== Required action ==
Where the records below show the word "conversation" in a line, please copy that line.

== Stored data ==
--------------------------------------------------
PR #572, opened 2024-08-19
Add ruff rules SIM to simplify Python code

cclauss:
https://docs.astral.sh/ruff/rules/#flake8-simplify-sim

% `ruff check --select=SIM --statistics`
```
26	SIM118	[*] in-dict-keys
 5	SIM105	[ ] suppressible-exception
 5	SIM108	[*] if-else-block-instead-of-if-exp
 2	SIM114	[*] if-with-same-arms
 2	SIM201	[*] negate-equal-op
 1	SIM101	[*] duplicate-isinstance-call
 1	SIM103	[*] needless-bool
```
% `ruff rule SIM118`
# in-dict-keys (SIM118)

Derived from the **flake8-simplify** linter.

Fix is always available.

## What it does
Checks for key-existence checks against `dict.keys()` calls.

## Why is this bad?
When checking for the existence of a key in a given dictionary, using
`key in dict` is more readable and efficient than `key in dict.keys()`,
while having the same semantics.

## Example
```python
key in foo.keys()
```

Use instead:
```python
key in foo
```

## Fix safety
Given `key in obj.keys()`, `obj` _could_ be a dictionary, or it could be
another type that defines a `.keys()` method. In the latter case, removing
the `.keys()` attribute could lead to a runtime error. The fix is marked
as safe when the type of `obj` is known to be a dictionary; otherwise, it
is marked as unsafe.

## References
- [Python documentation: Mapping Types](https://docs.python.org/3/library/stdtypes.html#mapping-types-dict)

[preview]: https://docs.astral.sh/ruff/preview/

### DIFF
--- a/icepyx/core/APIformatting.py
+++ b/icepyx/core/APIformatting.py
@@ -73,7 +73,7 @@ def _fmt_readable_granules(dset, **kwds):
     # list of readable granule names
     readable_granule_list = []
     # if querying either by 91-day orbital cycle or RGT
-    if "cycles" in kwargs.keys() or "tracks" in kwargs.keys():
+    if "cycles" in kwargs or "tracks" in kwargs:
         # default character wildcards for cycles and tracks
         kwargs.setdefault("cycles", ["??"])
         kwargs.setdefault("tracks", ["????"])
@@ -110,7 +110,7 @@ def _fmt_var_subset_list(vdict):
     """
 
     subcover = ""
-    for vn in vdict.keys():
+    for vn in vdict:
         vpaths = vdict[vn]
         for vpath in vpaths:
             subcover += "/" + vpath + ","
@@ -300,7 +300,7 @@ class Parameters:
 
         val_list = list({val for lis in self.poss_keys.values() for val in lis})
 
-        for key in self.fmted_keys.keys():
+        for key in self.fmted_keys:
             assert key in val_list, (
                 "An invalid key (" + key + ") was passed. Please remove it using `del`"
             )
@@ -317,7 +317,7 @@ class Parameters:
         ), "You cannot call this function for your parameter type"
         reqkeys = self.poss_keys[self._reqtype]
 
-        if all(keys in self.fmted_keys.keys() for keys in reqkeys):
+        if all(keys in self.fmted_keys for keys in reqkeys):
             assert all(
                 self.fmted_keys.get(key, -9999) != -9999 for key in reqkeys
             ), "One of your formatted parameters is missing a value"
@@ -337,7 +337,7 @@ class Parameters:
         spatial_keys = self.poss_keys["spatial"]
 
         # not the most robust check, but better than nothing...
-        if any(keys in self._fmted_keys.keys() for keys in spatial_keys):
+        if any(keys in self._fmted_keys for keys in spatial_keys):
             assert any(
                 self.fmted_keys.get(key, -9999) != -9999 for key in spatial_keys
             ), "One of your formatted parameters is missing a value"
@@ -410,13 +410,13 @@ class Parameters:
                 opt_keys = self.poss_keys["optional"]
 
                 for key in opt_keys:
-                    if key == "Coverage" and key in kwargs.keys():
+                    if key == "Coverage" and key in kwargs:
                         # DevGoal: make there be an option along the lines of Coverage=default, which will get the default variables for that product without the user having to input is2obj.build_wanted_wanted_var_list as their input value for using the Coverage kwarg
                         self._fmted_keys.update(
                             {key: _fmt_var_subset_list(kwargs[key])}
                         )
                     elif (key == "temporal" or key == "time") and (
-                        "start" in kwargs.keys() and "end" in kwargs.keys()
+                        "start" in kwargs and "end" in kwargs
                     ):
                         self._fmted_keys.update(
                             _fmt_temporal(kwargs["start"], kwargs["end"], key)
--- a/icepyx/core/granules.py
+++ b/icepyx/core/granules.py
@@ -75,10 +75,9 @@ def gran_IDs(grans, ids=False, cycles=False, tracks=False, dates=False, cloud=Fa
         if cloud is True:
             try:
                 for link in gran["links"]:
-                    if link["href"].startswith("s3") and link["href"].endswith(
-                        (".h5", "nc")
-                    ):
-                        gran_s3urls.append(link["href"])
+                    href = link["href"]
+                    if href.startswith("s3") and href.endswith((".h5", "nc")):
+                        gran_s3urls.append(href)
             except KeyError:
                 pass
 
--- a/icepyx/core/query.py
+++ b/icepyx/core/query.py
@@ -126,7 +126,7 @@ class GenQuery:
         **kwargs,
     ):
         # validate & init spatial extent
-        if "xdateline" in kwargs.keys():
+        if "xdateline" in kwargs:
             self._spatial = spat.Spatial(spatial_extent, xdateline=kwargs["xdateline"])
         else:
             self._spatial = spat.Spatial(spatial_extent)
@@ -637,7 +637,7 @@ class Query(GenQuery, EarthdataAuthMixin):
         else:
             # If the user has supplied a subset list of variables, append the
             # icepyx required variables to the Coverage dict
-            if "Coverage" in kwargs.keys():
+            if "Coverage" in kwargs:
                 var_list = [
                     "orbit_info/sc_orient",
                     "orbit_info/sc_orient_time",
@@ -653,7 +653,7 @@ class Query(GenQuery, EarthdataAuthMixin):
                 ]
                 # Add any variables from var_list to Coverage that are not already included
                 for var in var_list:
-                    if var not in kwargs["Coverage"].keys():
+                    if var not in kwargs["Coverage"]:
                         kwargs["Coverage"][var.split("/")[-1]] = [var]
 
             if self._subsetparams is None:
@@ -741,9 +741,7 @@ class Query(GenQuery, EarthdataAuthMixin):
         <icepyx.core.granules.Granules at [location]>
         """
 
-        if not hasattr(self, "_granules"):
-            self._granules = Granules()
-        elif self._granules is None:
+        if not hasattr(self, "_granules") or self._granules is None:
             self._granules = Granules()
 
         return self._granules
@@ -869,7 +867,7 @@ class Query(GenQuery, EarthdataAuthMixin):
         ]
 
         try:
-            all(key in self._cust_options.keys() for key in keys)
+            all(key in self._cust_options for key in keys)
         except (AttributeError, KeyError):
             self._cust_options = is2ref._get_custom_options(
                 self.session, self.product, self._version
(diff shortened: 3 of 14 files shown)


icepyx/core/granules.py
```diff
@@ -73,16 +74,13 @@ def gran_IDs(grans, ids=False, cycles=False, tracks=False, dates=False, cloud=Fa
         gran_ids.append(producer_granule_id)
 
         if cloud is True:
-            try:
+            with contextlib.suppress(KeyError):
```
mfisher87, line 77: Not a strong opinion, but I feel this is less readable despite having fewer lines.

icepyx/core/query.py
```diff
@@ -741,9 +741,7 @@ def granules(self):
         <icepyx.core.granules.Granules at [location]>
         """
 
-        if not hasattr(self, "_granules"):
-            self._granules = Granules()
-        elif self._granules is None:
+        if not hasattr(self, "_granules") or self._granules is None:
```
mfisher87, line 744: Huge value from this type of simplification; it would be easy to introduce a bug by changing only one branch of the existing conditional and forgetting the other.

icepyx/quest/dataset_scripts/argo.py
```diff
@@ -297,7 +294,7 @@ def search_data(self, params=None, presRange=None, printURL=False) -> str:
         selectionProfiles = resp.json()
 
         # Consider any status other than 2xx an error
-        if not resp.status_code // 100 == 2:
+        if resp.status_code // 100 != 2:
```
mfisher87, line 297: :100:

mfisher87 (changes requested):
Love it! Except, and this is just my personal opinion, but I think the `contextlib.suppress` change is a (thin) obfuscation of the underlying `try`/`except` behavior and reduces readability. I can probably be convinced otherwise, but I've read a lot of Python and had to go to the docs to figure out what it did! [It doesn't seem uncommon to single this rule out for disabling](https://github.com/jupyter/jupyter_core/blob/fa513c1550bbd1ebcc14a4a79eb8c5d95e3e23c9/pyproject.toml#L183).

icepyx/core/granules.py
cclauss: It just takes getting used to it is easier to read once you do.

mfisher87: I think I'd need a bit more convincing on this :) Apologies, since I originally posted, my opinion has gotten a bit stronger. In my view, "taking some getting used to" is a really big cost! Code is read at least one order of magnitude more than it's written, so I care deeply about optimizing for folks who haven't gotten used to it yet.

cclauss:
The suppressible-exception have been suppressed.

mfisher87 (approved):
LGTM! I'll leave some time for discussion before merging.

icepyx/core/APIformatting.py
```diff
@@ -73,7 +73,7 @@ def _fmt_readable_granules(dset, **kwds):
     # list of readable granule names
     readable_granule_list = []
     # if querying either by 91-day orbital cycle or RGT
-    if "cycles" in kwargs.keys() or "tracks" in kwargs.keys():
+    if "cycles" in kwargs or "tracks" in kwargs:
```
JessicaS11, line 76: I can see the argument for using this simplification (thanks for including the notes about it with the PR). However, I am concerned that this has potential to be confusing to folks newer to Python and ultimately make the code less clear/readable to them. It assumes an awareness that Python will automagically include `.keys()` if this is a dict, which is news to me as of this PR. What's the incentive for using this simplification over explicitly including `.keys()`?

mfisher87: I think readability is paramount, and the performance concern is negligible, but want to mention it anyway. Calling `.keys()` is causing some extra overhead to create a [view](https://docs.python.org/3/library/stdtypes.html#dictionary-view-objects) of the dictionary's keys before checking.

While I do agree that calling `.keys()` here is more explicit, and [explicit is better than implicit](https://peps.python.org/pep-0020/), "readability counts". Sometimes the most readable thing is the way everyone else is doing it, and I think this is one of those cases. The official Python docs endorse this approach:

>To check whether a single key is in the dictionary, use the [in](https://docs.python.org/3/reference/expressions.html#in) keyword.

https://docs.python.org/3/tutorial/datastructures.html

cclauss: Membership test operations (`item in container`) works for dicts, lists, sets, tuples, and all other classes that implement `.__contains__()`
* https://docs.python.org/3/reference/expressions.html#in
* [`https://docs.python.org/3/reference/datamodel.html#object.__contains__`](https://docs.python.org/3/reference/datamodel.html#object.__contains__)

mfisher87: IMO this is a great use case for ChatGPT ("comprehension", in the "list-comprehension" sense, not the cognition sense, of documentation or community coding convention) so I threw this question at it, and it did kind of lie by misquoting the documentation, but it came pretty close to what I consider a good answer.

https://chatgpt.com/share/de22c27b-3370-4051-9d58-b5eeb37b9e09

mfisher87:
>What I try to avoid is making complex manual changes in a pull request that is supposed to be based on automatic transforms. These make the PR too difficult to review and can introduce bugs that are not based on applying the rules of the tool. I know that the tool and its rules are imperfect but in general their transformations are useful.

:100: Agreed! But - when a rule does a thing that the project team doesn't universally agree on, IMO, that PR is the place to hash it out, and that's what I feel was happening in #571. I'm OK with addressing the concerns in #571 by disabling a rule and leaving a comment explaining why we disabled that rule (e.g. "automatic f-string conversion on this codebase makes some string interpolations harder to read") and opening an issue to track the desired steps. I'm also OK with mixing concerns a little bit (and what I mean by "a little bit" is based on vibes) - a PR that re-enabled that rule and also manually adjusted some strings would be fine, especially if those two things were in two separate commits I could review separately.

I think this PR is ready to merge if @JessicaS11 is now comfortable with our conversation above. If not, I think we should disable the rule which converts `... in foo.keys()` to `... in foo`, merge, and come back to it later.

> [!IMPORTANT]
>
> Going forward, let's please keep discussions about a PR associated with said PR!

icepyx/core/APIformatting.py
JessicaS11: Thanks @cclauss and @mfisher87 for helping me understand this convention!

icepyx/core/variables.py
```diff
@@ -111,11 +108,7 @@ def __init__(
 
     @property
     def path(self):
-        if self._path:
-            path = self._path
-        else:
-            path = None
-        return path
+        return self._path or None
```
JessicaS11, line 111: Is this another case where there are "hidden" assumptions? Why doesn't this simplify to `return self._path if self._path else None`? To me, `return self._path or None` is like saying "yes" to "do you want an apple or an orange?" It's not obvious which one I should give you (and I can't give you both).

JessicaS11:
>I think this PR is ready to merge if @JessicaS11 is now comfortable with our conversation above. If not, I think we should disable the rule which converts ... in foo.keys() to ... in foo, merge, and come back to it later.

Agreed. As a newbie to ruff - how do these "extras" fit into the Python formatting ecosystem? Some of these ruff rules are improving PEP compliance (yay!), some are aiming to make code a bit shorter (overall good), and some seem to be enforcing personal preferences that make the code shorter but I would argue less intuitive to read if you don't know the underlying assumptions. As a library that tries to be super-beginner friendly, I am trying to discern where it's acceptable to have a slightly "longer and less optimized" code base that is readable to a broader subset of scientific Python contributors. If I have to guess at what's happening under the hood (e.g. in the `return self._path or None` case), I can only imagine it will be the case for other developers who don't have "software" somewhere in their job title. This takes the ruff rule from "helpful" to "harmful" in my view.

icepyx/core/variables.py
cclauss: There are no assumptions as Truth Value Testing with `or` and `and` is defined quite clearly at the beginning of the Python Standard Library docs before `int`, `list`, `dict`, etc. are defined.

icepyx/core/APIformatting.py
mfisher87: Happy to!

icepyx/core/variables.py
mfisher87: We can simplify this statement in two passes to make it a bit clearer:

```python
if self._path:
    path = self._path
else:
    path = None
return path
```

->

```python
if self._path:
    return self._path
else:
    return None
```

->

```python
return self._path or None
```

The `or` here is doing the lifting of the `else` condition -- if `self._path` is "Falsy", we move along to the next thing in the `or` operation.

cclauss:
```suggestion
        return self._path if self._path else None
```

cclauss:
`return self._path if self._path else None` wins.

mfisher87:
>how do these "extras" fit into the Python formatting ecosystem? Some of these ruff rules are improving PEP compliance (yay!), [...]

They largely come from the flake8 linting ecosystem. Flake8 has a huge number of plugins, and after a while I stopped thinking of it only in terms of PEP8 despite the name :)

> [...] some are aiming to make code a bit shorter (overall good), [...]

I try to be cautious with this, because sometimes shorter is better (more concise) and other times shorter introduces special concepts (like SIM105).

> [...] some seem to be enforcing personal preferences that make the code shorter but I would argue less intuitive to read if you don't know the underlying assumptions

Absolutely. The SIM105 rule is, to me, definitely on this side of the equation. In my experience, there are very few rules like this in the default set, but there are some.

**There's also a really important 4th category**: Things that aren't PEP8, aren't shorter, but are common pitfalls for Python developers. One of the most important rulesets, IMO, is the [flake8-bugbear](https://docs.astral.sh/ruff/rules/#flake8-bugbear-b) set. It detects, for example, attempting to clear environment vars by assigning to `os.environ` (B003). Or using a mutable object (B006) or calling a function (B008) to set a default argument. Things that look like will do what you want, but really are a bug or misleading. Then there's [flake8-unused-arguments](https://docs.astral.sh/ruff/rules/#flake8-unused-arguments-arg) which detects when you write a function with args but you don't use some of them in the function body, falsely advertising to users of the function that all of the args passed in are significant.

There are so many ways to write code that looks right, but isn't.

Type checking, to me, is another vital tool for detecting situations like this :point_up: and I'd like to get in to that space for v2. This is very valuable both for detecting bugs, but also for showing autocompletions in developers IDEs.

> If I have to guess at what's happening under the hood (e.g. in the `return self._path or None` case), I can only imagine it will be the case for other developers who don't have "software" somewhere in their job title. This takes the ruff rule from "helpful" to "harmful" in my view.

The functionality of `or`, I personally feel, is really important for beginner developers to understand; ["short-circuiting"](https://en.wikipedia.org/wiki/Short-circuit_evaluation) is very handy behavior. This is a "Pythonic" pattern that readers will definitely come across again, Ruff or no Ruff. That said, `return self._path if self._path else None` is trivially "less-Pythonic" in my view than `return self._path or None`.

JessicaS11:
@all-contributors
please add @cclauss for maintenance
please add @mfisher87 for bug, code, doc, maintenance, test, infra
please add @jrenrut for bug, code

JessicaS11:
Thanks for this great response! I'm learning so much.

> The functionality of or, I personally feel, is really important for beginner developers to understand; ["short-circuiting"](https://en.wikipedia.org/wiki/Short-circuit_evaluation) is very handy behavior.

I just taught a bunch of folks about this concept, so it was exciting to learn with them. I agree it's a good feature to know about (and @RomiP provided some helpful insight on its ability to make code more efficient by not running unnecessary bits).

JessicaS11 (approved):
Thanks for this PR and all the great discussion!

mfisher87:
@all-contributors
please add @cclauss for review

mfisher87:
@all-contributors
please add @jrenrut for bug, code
--------------------------------------------------
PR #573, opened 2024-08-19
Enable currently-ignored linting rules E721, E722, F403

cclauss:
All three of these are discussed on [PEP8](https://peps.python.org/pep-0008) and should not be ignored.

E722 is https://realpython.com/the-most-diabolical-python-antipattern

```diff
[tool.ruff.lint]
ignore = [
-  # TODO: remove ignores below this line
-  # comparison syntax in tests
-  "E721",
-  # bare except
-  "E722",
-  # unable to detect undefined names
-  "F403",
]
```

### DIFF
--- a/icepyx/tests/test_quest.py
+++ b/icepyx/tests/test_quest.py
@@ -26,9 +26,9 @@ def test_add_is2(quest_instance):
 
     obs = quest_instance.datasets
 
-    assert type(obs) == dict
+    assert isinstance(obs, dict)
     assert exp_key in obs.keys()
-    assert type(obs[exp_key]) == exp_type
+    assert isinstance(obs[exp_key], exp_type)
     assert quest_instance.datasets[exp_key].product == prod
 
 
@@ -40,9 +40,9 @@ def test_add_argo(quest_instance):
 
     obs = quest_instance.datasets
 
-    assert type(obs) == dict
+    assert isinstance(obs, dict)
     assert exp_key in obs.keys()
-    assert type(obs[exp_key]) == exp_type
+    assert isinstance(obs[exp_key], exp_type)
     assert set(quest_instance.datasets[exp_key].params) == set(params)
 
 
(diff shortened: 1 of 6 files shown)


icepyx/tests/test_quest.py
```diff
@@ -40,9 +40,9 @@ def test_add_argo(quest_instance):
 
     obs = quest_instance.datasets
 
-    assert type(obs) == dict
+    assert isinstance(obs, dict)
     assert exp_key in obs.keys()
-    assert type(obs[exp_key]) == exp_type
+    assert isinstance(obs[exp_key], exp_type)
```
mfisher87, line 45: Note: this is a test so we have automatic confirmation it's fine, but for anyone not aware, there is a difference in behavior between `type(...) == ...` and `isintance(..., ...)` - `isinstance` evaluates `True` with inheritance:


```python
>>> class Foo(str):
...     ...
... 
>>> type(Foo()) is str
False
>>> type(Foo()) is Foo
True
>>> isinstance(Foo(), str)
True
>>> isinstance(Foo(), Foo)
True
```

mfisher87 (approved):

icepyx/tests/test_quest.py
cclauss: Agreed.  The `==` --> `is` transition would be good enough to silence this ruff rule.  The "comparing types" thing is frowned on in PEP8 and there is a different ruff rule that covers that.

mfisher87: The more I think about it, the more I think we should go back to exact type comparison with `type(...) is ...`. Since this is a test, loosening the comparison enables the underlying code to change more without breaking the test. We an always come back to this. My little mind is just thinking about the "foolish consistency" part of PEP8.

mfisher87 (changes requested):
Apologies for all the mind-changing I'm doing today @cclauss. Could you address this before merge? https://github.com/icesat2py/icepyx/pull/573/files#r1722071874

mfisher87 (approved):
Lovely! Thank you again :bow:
--------------------------------------------------
== Written response ==
I think this PR is ready to merge if @JessicaS11 is now comfortable with our conversation above. If not, I think we should disable the rule which converts `... in foo.keys()` to `... in foo`, merge, and come back to it later.
>I think this PR is ready to merge if @JessicaS11 is now comfortable with our conversation above. If not, I think we should disable the rule which converts ... in foo.keys() to ... in foo, merge, and come back to it later.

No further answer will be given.